Every line holding "minWidth" should be copied from the records below.

☆ ☆ ☆ ☆

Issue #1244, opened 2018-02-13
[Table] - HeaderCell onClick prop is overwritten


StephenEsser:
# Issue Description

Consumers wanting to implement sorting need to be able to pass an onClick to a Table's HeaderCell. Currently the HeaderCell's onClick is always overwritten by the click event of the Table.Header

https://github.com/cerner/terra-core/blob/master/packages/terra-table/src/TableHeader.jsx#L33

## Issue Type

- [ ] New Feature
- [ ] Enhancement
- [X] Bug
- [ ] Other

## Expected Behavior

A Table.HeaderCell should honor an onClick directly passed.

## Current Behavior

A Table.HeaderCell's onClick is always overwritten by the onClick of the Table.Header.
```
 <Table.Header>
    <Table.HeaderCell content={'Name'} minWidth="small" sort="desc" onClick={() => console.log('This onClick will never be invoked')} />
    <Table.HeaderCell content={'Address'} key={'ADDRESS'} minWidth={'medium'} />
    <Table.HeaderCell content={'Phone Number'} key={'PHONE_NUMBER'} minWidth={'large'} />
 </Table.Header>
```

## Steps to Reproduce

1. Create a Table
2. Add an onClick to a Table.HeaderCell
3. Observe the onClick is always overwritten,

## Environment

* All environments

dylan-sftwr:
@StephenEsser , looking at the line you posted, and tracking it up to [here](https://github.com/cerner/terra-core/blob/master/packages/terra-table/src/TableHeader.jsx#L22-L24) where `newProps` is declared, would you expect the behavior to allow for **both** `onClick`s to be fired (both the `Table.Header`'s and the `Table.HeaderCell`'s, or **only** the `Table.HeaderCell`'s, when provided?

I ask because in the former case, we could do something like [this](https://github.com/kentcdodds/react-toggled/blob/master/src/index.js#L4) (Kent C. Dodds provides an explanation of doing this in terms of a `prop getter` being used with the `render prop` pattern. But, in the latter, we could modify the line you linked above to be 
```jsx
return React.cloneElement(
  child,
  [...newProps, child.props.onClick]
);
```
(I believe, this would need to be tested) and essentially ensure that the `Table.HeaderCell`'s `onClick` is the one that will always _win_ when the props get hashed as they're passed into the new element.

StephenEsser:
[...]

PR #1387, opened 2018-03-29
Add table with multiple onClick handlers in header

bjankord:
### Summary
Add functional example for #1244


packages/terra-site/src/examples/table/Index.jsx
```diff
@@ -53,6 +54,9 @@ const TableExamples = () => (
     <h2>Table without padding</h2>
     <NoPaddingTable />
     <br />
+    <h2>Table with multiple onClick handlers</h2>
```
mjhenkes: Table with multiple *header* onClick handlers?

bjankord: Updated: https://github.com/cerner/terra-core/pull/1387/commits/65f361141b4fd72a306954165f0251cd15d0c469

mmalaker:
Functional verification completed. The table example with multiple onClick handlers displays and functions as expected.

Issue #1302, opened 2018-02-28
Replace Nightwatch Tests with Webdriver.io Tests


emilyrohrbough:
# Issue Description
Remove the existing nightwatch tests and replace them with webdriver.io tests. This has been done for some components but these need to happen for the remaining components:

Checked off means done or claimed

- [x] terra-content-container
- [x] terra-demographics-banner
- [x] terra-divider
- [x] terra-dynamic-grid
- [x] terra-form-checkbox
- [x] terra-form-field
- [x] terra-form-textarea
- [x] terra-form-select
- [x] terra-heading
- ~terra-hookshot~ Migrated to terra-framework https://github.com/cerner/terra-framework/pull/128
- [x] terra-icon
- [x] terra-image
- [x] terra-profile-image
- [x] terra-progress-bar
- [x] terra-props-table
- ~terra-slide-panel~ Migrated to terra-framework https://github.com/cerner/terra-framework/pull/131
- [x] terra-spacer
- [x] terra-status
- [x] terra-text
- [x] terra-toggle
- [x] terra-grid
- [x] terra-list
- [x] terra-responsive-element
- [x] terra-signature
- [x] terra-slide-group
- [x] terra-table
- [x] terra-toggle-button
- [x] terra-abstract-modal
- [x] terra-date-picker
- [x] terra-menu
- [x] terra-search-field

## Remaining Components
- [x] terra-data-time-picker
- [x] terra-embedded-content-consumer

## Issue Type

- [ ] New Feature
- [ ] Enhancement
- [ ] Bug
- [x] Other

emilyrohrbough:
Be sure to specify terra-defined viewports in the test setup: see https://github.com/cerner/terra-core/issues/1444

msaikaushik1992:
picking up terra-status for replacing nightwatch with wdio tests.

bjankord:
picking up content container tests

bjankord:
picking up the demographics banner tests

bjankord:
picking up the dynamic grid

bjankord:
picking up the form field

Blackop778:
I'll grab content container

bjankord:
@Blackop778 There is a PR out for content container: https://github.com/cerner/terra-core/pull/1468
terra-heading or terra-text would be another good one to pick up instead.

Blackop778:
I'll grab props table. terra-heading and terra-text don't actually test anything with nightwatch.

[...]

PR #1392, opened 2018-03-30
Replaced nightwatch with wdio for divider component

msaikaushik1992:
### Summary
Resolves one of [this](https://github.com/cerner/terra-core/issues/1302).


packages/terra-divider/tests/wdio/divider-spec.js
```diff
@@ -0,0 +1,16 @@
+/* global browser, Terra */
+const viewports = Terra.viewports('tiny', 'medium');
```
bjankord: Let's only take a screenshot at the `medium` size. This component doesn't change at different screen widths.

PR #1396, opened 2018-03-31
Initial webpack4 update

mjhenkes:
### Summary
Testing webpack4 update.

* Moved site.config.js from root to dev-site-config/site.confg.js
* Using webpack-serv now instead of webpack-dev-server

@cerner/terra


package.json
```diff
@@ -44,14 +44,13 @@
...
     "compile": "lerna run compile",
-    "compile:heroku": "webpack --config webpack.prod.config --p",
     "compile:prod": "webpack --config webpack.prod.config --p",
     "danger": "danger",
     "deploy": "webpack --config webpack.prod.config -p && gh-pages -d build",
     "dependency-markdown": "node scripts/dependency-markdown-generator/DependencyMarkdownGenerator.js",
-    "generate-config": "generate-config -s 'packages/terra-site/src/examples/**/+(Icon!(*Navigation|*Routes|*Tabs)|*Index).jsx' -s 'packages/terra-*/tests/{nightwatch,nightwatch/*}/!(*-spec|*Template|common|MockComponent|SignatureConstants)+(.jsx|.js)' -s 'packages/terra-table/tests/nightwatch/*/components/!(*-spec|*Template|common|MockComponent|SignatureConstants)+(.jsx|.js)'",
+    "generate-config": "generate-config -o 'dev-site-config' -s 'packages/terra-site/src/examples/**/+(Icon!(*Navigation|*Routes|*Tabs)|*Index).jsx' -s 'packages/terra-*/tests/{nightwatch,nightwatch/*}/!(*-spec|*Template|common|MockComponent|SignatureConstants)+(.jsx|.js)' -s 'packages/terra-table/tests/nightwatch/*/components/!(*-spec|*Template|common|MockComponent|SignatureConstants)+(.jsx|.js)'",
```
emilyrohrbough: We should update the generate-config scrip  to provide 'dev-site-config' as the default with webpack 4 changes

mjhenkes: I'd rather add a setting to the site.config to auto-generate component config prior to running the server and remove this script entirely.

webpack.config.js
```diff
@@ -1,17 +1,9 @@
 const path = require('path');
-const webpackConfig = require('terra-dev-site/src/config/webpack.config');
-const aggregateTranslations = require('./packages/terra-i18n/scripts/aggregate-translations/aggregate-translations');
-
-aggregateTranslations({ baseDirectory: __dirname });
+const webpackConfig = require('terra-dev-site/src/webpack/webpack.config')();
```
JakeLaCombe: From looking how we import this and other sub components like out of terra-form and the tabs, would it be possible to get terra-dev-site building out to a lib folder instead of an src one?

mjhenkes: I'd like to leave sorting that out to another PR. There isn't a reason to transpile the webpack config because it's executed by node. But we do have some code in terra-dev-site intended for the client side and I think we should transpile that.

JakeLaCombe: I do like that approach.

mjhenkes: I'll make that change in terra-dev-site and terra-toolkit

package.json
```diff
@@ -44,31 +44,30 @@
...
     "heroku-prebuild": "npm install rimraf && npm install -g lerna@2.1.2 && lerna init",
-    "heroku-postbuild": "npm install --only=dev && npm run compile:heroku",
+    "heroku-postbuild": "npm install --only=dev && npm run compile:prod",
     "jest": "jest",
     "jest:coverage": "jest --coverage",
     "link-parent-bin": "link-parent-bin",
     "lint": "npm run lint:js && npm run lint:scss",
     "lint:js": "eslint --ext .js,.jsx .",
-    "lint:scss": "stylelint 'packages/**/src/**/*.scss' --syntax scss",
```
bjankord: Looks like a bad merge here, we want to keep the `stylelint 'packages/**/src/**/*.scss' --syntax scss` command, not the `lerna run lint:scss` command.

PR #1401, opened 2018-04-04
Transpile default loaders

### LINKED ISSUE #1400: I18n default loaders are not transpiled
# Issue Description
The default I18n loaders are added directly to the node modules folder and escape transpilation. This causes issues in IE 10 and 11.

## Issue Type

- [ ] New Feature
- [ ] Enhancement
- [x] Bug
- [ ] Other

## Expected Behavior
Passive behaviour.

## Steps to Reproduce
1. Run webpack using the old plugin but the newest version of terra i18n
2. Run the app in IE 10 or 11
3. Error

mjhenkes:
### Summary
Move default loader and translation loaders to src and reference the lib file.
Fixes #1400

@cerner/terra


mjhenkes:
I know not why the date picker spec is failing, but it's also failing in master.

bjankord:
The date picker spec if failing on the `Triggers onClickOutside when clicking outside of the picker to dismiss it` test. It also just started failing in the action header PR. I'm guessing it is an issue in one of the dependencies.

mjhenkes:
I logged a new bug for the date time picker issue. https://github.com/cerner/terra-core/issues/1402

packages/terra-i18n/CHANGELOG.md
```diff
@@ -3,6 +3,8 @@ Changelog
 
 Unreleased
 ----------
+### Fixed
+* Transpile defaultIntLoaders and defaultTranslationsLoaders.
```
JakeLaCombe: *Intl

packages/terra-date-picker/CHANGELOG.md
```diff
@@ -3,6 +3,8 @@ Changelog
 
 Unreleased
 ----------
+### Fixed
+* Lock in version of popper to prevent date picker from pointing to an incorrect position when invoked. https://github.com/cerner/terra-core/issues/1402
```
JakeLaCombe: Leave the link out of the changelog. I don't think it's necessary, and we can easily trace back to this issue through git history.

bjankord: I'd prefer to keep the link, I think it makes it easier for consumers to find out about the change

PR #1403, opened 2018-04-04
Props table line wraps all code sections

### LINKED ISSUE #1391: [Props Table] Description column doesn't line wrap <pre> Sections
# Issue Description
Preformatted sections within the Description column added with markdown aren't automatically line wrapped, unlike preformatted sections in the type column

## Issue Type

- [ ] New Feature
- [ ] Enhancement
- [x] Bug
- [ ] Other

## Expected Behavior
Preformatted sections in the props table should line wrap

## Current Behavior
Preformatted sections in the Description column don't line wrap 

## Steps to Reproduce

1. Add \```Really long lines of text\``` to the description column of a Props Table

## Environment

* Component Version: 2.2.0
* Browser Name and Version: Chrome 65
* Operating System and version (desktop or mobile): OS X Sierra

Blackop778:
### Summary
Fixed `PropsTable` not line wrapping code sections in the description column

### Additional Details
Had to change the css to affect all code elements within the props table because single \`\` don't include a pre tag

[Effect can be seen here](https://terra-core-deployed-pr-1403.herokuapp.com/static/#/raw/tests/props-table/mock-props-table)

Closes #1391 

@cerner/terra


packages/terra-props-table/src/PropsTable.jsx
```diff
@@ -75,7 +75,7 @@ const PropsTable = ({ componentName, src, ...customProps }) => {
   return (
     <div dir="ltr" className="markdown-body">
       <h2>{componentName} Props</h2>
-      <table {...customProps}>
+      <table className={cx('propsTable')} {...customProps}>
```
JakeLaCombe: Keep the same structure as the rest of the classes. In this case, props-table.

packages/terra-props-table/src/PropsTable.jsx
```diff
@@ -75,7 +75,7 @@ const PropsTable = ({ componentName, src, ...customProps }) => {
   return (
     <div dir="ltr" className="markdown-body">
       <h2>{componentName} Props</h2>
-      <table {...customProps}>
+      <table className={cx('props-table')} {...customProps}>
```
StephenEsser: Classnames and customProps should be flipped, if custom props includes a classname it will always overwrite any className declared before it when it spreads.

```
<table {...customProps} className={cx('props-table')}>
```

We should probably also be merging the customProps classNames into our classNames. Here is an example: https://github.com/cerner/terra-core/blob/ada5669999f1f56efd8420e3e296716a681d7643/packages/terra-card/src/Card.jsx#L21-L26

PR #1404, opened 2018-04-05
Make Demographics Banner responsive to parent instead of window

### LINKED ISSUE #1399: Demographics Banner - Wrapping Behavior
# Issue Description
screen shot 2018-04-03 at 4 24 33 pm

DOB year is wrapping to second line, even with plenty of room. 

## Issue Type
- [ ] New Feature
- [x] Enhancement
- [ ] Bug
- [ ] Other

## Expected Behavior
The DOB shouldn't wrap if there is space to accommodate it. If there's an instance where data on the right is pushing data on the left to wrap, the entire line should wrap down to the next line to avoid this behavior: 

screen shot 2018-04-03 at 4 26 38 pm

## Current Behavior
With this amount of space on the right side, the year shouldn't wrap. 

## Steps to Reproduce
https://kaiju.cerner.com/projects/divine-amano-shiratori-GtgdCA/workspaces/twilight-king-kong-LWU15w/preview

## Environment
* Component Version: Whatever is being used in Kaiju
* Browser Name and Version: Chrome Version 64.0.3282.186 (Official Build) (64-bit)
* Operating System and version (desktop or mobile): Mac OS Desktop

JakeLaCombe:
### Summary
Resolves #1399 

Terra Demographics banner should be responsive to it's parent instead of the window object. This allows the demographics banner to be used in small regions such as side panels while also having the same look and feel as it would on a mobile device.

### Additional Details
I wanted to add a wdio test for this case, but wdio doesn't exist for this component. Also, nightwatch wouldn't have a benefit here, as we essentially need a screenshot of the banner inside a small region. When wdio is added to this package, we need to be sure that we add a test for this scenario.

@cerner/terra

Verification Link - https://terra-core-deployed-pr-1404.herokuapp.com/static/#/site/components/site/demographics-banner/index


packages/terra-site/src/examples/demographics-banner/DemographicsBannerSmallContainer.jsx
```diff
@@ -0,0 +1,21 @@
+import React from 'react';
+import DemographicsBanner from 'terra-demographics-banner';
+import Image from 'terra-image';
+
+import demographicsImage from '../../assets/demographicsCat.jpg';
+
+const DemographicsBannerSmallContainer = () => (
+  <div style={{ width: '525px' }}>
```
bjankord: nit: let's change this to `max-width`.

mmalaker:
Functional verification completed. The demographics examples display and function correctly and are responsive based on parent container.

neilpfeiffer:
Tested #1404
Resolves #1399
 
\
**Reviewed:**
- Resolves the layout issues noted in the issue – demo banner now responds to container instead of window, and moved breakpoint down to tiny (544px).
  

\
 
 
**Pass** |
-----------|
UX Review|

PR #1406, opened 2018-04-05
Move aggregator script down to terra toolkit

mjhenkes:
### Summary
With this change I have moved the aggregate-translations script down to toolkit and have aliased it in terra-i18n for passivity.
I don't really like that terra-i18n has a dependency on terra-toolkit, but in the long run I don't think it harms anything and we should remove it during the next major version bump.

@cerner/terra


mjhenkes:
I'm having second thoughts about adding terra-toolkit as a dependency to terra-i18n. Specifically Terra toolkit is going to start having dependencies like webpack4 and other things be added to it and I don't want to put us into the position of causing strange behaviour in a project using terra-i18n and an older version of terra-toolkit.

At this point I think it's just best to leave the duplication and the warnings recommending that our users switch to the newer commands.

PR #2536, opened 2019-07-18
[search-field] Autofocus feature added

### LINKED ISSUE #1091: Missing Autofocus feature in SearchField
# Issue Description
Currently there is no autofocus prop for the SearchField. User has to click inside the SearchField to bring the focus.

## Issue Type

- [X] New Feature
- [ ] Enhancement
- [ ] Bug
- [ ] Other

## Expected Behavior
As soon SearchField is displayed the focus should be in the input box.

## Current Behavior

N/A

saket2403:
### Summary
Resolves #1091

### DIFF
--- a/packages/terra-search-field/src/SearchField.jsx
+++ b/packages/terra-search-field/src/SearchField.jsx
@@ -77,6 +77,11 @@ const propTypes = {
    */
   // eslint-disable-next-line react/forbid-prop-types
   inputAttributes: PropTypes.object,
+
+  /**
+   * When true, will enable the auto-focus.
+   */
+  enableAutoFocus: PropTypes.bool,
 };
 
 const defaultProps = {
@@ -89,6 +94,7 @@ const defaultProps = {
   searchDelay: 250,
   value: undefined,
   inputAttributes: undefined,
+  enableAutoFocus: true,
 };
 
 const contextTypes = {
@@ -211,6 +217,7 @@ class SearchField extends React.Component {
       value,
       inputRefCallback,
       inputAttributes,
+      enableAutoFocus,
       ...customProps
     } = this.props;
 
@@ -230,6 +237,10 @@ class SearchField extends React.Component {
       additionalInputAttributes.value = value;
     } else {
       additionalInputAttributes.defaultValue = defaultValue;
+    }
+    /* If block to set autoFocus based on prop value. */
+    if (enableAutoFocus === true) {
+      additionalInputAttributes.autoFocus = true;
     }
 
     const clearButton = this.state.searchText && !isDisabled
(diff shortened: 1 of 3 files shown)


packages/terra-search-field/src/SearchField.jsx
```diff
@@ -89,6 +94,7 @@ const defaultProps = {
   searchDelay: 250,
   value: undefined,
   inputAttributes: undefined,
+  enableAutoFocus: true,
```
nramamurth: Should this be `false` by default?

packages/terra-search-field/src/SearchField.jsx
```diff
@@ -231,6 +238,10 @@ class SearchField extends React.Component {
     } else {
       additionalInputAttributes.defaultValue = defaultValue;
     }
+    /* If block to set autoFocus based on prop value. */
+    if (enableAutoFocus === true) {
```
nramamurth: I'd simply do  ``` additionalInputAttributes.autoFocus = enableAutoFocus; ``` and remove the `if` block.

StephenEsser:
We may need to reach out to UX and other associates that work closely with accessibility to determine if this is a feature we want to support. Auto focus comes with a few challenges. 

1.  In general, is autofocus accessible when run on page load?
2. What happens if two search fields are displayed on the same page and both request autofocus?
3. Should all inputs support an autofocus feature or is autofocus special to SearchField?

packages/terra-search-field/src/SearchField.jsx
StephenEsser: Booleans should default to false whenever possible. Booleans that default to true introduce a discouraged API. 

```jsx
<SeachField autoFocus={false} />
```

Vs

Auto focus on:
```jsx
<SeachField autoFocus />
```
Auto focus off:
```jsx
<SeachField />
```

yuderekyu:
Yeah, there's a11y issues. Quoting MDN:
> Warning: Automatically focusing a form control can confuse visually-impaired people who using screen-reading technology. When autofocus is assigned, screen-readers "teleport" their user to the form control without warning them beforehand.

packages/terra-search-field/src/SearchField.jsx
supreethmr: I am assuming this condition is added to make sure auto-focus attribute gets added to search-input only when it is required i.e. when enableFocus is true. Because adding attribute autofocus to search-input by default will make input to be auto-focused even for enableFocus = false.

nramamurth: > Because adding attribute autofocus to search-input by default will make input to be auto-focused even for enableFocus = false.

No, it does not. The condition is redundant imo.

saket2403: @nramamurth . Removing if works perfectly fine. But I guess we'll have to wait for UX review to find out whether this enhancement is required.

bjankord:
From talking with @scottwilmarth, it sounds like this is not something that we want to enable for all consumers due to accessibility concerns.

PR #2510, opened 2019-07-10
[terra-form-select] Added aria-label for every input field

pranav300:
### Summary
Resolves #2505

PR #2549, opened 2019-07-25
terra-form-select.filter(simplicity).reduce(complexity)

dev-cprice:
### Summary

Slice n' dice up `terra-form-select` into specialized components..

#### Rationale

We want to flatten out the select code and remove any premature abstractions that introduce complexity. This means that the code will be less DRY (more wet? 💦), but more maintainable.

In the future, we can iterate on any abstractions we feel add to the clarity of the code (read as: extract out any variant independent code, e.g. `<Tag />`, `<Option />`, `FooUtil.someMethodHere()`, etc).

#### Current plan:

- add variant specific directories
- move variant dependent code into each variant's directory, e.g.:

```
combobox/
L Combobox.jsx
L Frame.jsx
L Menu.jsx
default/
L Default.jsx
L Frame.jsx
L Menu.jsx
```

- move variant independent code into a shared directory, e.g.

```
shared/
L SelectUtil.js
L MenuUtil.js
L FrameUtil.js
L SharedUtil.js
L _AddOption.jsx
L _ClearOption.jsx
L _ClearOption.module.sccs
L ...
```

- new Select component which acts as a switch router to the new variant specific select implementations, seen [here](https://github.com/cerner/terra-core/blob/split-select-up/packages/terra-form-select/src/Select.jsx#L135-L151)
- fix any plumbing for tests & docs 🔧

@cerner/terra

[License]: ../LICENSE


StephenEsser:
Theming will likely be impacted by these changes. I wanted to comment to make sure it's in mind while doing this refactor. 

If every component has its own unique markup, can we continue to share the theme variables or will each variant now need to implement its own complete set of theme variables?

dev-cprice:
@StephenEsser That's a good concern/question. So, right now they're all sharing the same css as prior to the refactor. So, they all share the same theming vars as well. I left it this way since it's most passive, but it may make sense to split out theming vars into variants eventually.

☆ ☆ ☆ ☆

RESPONSE BELOW
    <Table.HeaderCell content={'Name'} minWidth="small" sort="desc" onClick={() => console.log('This onClick will never be invoked')} />
    <Table.HeaderCell content={'Address'} key={'ADDRESS'} minWidth={'medium'} />
    <Table.HeaderCell content={'Phone Number'} key={'PHONE_NUMBER'} minWidth={'large'} />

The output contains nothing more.